Records from a data collection
'''

PR #526, opened 2023-02-14
FEI-4957.4: Run codemod to convert files to TypeScript

kevinbarabash:
## Summary:
This changeset was generated using the follow commands:
- cd ../flow-to-typescript-codemod
- yarn typescriptify convert -p ../wonder-stuff --write --delete
- // manually change 'export {* as jest} from "jest"' to be 'export * as jest from "jest"' in wonder-stuff
- yarn typescriptify fix --autoSuppressErrors --jiraSlug FEI-5011 -p ../wonder-stuff --config ../wonder-stuff/tsconfig.json
- // manually rename prettierrc.ts to prettierrc.js
- cd ../wonder-stuff
- yarn format

The next PR will fix all the TypeScript errors

Issue: FEI-4957

## Test plan:
- yarn tsc --noEmit, see a bunch of errors

```
Found 24 errors in 7 files.

Errors  Files
     2  packages/wonder-stuff-i18n/src/utils/emoji-for-locale.ts:46
    10  packages/wonder-stuff-sentry/src/normalize-sentry-data.ts:34
     2  packages/wonder-stuff-server-google/src/start-server.ts:26
     1  packages/wonder-stuff-server/src/middleware/default-error-logging.ts:18
     1  packages/wonder-stuff-server/src/middleware/default-request-logging.ts:18
     4  packages/wonder-stuff-server/src/start-server.ts:37
     4  packages/wonder-stuff-server/src/types.ts:1
```


jeresig (approved):
Amazing - that's really all the errors that remain? So few!

jeresig:
@kevinbarabash If you don't have a task for it yet, you're going to want to add a TS linter step that runs on a repo (probably have it check to see if a flowconfig exists, then run flow, and if a tsconfig exists, run TypeScript)

kevinbarabash:
> @kevinbarabash If you don't have a task for it yet, you're going to want to add a TS linter step that runs on a repo (probably have it check to see if a flowconfig exists, then run flow, and if a tsconfig exists, run TypeScript)

I don't have anything in the migration guide about setting up GitHub actions.  I'll add a section to call that out after I finish converting this repo.  It's all going to be under the same task.

packages/wonder-stuff-core/src/__tests__/clone-metadata.test.ts
```diff
@@ -34,15 +33,19 @@ describe("#cloneMetadata", () => {
             boolean: "true",
             undefined: undefined,
             null: null,
-        };
+        } as const;
 
         // Act
         const result = cloneMetadata(metadata);
+        // @ts-expect-error [FEI-5011] - TS2540 - Cannot assign to 'string' because it is a read-only property.
```
somewhatabstract, line 40: **note:** It's a shame we have all these error suppressions instead of just a judicial use of `any` on the variable from the beginning. Since these are test files, that feels like the right thing. Of course, that's manual work and would really take time, so I'm not requesting a change here. Just lamenting the tech debt/mess that is left behind.

packages/wonder-stuff-core/src/__tests__/clone.test.ts
```diff
@@ -37,7 +36,7 @@ describe("#clone", () => {
         // Arrange
         const originalValue = {
             array: [1, 2, 3],
-        };
+        } as const;
```
somewhatabstract, line 39: **question:** What is `as const` for? Why is it needed if the variable is  already `const`? Is it because TS demands that both sides of the `=` are const'd?

somewhatabstract (approved):
Good to see the automation do so much work for us. It's a shame that so many error suppressions get added when a judicial use of `any` or `mixed` would fix it (specifically regarding tests).

I am a little concerned by the suppressions in some of the more strongly-typed functions like `clone.js`, but we can revisit these things post-conversion, and they seem to be specific to the internals rather than leaking into the external representation, so no big deal.

packages/wonder-stuff-core/src/__tests__/clone.test.ts
kevinbarabash: I'm not sure why the tool adds `as const` in so many places.  We could change that behavior.  `as const` in this context changes the type that is inferred for the object literal.  With `as const`, it's inferred as precisely `{array: [1, 2, 3]}` whereas without it, it's inferred as `{array: number[]}`.  [TS playground example](https://www.typescriptlang.org/play?#code/MYewdgzgLgBCBOBLA5osBDANgNSwVwFMYBeGAbwCgZqZ1550BPALhgG0BGAGhgCYeAzAF0uFAL4UKoSLAQo0WXJkIBBCAGFw0EuSo06DFu259BI8bQgxp0ANxA)

kevinbarabash:
> I am a little concerned by the suppressions in some of the more strongly-typed functions like `clone.js`, but we can revisit these things post-conversion, and they seem to be specific to the internals rather than leaking into the external representation, so no big deal.

I think we might be able to solve this with conditional types to help feed more accurate type info through the body of the function so that we don't need the `// @ts-expect-error` comments.

packages/wonder-stuff-core/src/__tests__/clone-metadata.test.ts
kevinbarabash: I expect there will be quite a bit of post-conversion work to improve our types.

PR #528, opened 2023-02-14
FEI-4957.6: Use project references and multiple tsconfig.json files

kevinbarabash:
## Summary:
I ran into a number of issues with dts-bundle-generator.  It exports private that weren't exported and it can't handle having multiple types with the same name, e.g. different 'Options' types are defined in multiple places in wonder-stuff-server.

This PR address the issue by using project references which allow us to have multiple tsconfig.json files (one for each package) in a single repo.  Each tsconfig.json defines where the root (source) and output directories are relative to the tsconfig.json file.  The root tsconfig.json doesn't cover any source files and instead only references the other tsconfig.json in the package folders.

https://www.typescriptlang.org/docs/handbook/project-references.html#composite

Issue: FEI-4957

TODO:
- [x] update the existing build scripts to not generate a .d.ts file or .flow.js
- [x] update CI to run build:types

## Test plan:
- remove the `@ts-expect-error` comment from isolate-modules.ts, see that there's an error reported in VSCode
- `yarn clean`
- `yarn build:types`, see the same error reported
- `yarn typecheck`, see the same error
- re-add the the `@ts-expect-error` comment, see the error is gone in VSCode
- re-run the `yarn` commands from above, see that the error is no longer reported by them


jeresig (approved):
Ah ha! So it seems like we'll want to embrace the multiple config for all of our monorepos then.

Looks like there may be some flowtest files to update or remove!

kevinbarabash:
@jeresig request re-review due to the non-trivial changes I made to the tsconfig files.

.github/workflows/node-ci.yml
```diff
@@ -73,7 +73,11 @@ jobs:
       run: yarn build
 
     - name: Build Types
-      run: yarn build:types
+      # There isn't an easy way for us to type check our tests without
+      # also including them in dist folder when we build the .d.ts files
+      # so we have to manually remove them.
+      # TODO(kevin): Figure out how to have the `build:types` script do this.
+      run: yarn build:types && rm -rf packages/*/dist/**/__tests__
```
jeresig, line 80: Probably better to split this up onto multiple lines.

packages/wonder-stuff-server/tsconfig.json
```diff
@@ -1,5 +1,5 @@
 {
-  "exclude": ["dist"],
+  "exclude": ["dist", "**/*.flowtest.ts"],
```
jeresig, line 2: I'm fairly certain that typescript flowtest files make no sense.

jeresig (approved):
Ahh gotcha...

packages/wonder-stuff-server/tsconfig.json
kevinbarabash: I want to convert these to `.typetest.ts` files instead of deleting them. I'll do that in a separate PR.

.github/workflows/node-ci.yml
kevinbarabash: The removal of .d.ts files for tests gets rolled into the `build:types` script in a later PR.

PR #529, opened 2023-02-15
FEI-4957.7: Generate .js.flow files from .d.ts files

kevinbarabash:
## Summary:
We want to generate .js.flow files from our .d.ts files so that wonder-stuff packages can be used in codebases that are still using Flow.  This PR adds a build script to run flowgen on each .d.ts file in the dist folder of each package.

It also adds a script for removing .d.ts files that were generated from .test.ts files.  Both scripts are written in TypeScript and use swc-node/register to run.  I've added package.json scripts to make this easier.  I'll research this further to see if there's a nice shebang approach we can use in the future, but this should suffice for now.

Issue: FEI-4957

## Test plan:
- yarn clean
- yarn build:types
- yarn build:flowtypes
- See that .d.ts and .js.flow files have been added to each packages' dist folder
- See that there are no __tests__ folders in the dist folder
- Copy the dist folders for wonder-stuff-core and wonder-stuff-testing into the node_modules folder of wonder-blocks
- Restart flow in wonder-blocks, see that there are two Flow errors in wonder-blocks-icon (this is expected since the Flow types generated from the .d.ts files are different from the Flow types in the original code)


jeresig (approved):
Very nice! I bet we'll want to use that gen-flow-types.ts in wonder-blocks and perseus, too!

PR #530, opened 2023-02-15
FEI-4957.8: Remove Flow related plugins, settings, and lib defs

kevinbarabash:
## Summary:
This removes all Flow relate things.

NOTE: `eslint` is currently not running on .ts files.  I'll fix that in the next PR.

Issue: FEI-4957

## Test plan:
Let CI run the checks


packages/eslint-config-khan/index.js
```diff
@@ -72,30 +69,6 @@ module.exports = {
         "template-curly-spacing": OFF, // TODO(kevinb): enable this
         "valid-jsdoc": OFF, // TODO(kevinb): Enable this since we are using jdocs in some places.
 
-        /**
```
jeresig, line 75: Are there TS eslint rules we want to be enabling?

jeresig (approved):
Thanks for cleaning all of this up!

packages/eslint-config-khan/index.js
kevinbarabash: Yes, the migration guide has a mapping from Flow rules to TypeScript rules.  I'll add those to the config in the next PR when I enable eslint to check .ts files.

jeresig: Great, ok!

PR #531, opened 2023-02-15
FEI-4957.9: Update eslint config to use typescript parser and plugins

kevinbarabash:
## Summary:
It took a while to figure out the magic incantations to get imports to be recognized.  The config right now is split over packages/eslint-khan-config/index.js and .eslintrc.js.  In a separate PR, I'm going to pull stuff that looks like it's not repo-specific out of .eslintrc.js and into eslint-khan-config/index.js.  We can use the latter to help with migrating other codebases.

'''

Please output the exact lines of the records above, beginning with the first and stopping after the line that holds "The next PR will", and nothing else.

The completed task
PR #526, opened 2023-02-14
FEI-4957.4: Run codemod to convert files to TypeScript

kevinbarabash:
## Summary:
This changeset was generated using the follow commands:
- cd ../flow-to-typescript-codemod
- yarn typescriptify convert -p ../wonder-stuff --write --delete
- // manually change 'export {* as jest} from "jest"' to be 'export * as jest from "jest"' in wonder-stuff
- yarn typescriptify fix --autoSuppressErrors --jiraSlug FEI-5011 -p ../wonder-stuff --config ../wonder-stuff/tsconfig.json
- // manually rename prettierrc.ts to prettierrc.js
- cd ../wonder-stuff
- yarn format

The next PR will fix all the TypeScript errors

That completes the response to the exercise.